YOUR TASK: Beginning with the line where "I would suggest" appears, retype every remaining line of the data below, both the first and last included.

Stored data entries

PR #1084, opened 2018-12-07
Add With() overload taking factory method

### LINKED ISSUE #708: Add a factory method overload to the .With(...) customization method

zvirja:
Closes #708

Added overloads for the `With()` method taking action as a parameter. The following overloads were added:
```c#
With(x => x.Property, () => MakeValue());
With(x => x.Property, (object someInput) => MakeDesiredValueUsingInput(someInput))
```

Usually we have overloads [taking up to 4 input values](https://github.com/AutoFixture/AutoFixture/blob/c969f47c05e12abaadac44b8e9a6221abaa8eee5/Src/AutoFixture/Dsl/IFactoryComposer.cs#L152). Decided to not add those for now, as it's unclear whether they will be demanded in future.

Additionally, added a few more changes:
- deprecated the `CompositePostprocessComposer` as it's not used in our code
- used `interitdoc` whenever possible to not duplicate the parent documentation
- Reworked `With()` overload without parameters to unify graph when we perform `With()` change. The observable behavior hasn't changed and no tests failed, so I presume change might be considered as safe.

@moodmosaic Happy review!
CC @Kralizek

### DIFF
--- a/Src/AutoFixture/Dsl/CompositePostprocessComposer.cs
+++ b/Src/AutoFixture/Dsl/CompositePostprocessComposer.cs
@@ -10,6 +10,8 @@ namespace AutoFixture.Dsl
     /// Aggregates an arbitrary number of <see cref="IPostprocessComposer{T}"/> instances.
     /// </summary>
     /// <typeparam name="T">The type of specimen to customize.</typeparam>
+    [Obsolete("This class is deprecated and will be removed in future versions of AutoFixture. " +
+              "Please file an issue on GitHub if you need this class in your project.")]
     public class CompositePostprocessComposer<T> : IPostprocessComposer<T>
     {
         /// <summary>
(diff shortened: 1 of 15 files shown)


Kralizek:
Oh wow! I don't think I would have managed to implement this! Great job!

As for the overloads with multiple parameters, maybe 3 extension methods that request for a tuple behind the scenes?

Src/AutoFixture/Dsl/CompositePostprocessComposer.cs
```diff
@@ -10,6 +10,8 @@ namespace AutoFixture.Dsl
     /// Aggregates an arbitrary number of <see cref="IPostprocessComposer{T}"/> instances.
     /// </summary>
     /// <typeparam name="T">The type of specimen to customize.</typeparam>
+    [Obsolete("This class is deprecated and will be removed in future versions of the product. " +
```
moodmosaic: "of AutoFixture" I'd rather say instead "of the product"

moodmosaic:
:+1: Looks reasonable. I would say go for it.

Src/AutoFixture/Dsl/CompositePostprocessComposer.cs
zvirja: Done, thanks for advise 😉

zvirja:
@moodmosaic Merged. Thanks for the review 🤝

Kralizek:
@zvirja 
> Usually we have overloads taking up to 4 input values. Decided to not add those for now, as it's unclear whether they will be demanded in future.

I would suggest the extension method way for this kind of scenario.

After all, considering that the parameters are provided by us, we can say that generating N values to be fed into a delegate is equivalent to generate a tuple with N values and feed into the same delegate.

```csharp
// These two are equivalent
(T1 arg1, T2 arg2, T3 arg3, T4 arg4) => something(arg1, arg2, arg3, arg4)
((T1, T2, T3, T4) arg) => something(arg.Item1, arg.Item2, arg.Item3, arg.Item4)
```

So we could have something like

```csharp
public static IProcesscomposer<T> With<TProperty, TInput1, TInput2, TInput3, TInput4>(
    this IPostprocessComposer<T> composer,
    Expression<Func<T, TProperty>> propertyPicker,
    Func<TInput1, TInput2, TInput3, TInput4, TProperty> valueFactory)
{
    return composer.With(propertyPicker, ((TInput1 a, TInput2 b, TInput3 c, TInput4 d) arg) => valueFactory(arg.a, arg.b, arg.c, arg.d));
}
```

zvirja:
Hello @Kralizek,

Thanks for your input! It's a brilliant idea to implement extension method and relay request to a tuple! Thanks for that 👍 

I don't mind to have overloads taking a few arguments. I just don't want to implement them upfront as they might be never required. As soon as we get them requested in future for a few times, we might add them as well.

Do you find them required _in your projects_?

EXERCISE OUTPUT:
I would suggest the extension method way for this kind of scenario.

After all, considering that the parameters are provided by us, we can say that generating N values to be fed into a delegate is equivalent to generate a tuple with N values and feed into the same delegate.

```csharp
// These two are equivalent
(T1 arg1, T2 arg2, T3 arg3, T4 arg4) => something(arg1, arg2, arg3, arg4)
((T1, T2, T3, T4) arg) => something(arg.Item1, arg.Item2, arg.Item3, arg.Item4)
```

So we could have something like

```csharp
public static IProcesscomposer<T> With<TProperty, TInput1, TInput2, TInput3, TInput4>(
    this IPostprocessComposer<T> composer,
    Expression<Func<T, TProperty>> propertyPicker,
    Func<TInput1, TInput2, TInput3, TInput4, TProperty> valueFactory)
{
    return composer.With(propertyPicker, ((TInput1 a, TInput2 b, TInput3 c, TInput4 d) arg) => valueFactory(arg.a, arg.b, arg.c, arg.d));
}
```

zvirja:
Hello @Kralizek,

Thanks for your input! It's a brilliant idea to implement extension method and relay request to a tuple! Thanks for that 👍 

I don't mind to have overloads taking a few arguments. I just don't want to implement them upfront as they might be never required. As soon as we get them requested in future for a few times, we might add them as well.

Do you find them required _in your projects_?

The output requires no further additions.